-- Exercise --
What you should copy is the line containing "are in place" and all lines after it in the entries below, exactly and without anything added.

-- Extracted material --
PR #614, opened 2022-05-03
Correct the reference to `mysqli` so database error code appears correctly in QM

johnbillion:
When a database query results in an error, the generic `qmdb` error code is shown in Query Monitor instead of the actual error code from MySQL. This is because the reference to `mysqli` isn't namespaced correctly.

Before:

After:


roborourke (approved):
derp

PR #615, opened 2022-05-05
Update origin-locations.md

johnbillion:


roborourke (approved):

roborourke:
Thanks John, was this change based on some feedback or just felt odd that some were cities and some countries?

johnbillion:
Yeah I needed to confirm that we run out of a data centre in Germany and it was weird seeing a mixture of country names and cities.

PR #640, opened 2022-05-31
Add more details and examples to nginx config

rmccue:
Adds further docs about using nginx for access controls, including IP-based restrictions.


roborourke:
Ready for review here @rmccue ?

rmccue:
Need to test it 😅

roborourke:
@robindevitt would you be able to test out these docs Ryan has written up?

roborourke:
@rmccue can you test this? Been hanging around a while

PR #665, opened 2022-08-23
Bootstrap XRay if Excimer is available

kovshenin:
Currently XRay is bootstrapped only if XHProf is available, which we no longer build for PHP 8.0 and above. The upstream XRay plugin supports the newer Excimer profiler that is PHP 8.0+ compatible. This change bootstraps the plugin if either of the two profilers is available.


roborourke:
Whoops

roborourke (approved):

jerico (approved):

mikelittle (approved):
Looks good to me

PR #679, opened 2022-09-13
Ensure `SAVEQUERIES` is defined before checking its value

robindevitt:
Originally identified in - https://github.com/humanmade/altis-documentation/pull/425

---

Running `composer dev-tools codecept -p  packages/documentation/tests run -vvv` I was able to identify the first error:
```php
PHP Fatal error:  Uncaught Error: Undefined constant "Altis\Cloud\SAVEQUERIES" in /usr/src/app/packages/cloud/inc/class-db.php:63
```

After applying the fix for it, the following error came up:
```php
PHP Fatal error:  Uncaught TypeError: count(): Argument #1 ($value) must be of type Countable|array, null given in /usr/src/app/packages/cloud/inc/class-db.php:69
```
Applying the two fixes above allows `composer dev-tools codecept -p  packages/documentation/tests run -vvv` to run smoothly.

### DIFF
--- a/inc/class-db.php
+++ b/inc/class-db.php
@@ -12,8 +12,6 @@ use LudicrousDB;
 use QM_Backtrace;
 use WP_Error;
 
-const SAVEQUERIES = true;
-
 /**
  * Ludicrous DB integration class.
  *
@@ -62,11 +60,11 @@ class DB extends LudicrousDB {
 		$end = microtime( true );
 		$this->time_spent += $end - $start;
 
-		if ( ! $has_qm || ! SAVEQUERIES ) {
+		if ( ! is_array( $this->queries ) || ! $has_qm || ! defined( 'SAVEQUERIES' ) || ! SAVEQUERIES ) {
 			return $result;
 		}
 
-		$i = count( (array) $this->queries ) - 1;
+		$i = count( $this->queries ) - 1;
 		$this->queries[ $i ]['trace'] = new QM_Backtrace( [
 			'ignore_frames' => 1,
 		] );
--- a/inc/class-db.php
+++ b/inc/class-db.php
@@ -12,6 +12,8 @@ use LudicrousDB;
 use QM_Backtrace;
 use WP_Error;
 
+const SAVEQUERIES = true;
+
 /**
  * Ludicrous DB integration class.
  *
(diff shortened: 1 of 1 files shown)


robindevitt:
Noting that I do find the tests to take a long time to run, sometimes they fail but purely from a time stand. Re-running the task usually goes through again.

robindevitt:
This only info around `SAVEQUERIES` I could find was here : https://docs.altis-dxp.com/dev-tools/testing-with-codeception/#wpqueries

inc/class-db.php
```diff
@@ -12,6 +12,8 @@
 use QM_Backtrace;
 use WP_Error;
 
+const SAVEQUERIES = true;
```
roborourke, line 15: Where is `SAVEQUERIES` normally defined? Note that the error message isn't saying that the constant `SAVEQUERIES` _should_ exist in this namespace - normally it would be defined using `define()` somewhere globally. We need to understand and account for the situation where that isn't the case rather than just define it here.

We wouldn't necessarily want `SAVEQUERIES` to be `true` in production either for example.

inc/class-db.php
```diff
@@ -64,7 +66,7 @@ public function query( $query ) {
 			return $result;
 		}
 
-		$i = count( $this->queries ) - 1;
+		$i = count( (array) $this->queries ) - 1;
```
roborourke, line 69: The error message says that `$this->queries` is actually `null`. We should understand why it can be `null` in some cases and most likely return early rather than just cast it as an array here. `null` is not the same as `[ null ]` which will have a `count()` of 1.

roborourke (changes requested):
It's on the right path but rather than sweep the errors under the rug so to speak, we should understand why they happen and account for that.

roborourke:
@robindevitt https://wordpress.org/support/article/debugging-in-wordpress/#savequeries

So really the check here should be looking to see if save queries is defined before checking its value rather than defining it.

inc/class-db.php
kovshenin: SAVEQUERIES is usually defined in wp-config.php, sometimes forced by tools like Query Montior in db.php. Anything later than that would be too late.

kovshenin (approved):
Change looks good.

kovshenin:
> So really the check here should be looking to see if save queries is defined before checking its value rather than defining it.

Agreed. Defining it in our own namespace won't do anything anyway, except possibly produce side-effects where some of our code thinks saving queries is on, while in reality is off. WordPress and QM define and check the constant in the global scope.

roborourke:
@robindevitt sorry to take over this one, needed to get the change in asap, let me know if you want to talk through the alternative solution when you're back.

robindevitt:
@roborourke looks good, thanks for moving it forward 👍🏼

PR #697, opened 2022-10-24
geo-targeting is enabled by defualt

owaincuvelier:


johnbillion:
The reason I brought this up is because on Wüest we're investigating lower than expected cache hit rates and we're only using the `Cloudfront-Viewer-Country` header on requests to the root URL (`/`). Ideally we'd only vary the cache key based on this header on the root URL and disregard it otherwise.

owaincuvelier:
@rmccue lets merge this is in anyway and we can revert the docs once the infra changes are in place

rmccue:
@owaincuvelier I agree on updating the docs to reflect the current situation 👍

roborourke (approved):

-- Written answer --
@rmccue lets merge this is in anyway and we can revert the docs once the infra changes are in place

rmccue:
@owaincuvelier I agree on updating the docs to reflect the current situation 👍

roborourke (approved):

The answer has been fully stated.